Hello everyone! I’m working on a project where I need to capture input from a computer’s microphone. I want to process this input to merge it with another audio stream. This way, I can play the combined audio as if it’s coming directly from the user’s microphone.
So far, I’ve attempted to capture microphone input, merge it with the other audio stream, and then output it using virtual cables. However, we’re encountering significant latency issues. Our product is built on C#, and currently, we’re utilizing NAudio for our audio processing needs. Despite trying every available API, we’re struggling to reduce the input delay.

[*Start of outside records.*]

PR #231, opened 2023-09-04
Extend API of presentation table

ViliusBa:
Expand the implementation of  usePresentationTableWithUnifiedSelection() to additionally return:
- an onSelect() callback which will update the unifiedSelection one level above it (+1).
- an array of selectedRows which are filled everytime unifiedSelection changes in the level of the table component.

These changes to the API are followed by tests and an ExperimentalTableWidget which includes a react-table v8 and implements full functionality of the extended API.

After some research, I discovered that certain software solutions tackle this problem differently. They install a specific driver on the user’s microphone, which seemingly enables them to modify the microphone’s input by adding extra data or sounds. This approach eliminates the necessity of performing all the processing within the application itself. Instead, the driver handles receiving the additional stream and outputs it through the microphone.
It seems like that might be the case. I’ve been exploring various resources to understand how these software solutions accomplish this, and it appears that Windows Audio Processing Objects (APOs) might be what I’m searching for, although I’m not entirely certain yet.
I came here to ask the following questions:
Are Windows APOs the solution for this? Am I on the right track?
While I consider myself to be a fairly seasoned developer, I’m completely new to the world of Windows ecosystem development, especially regarding drivers. Any help or guidance would be greatly appreciated.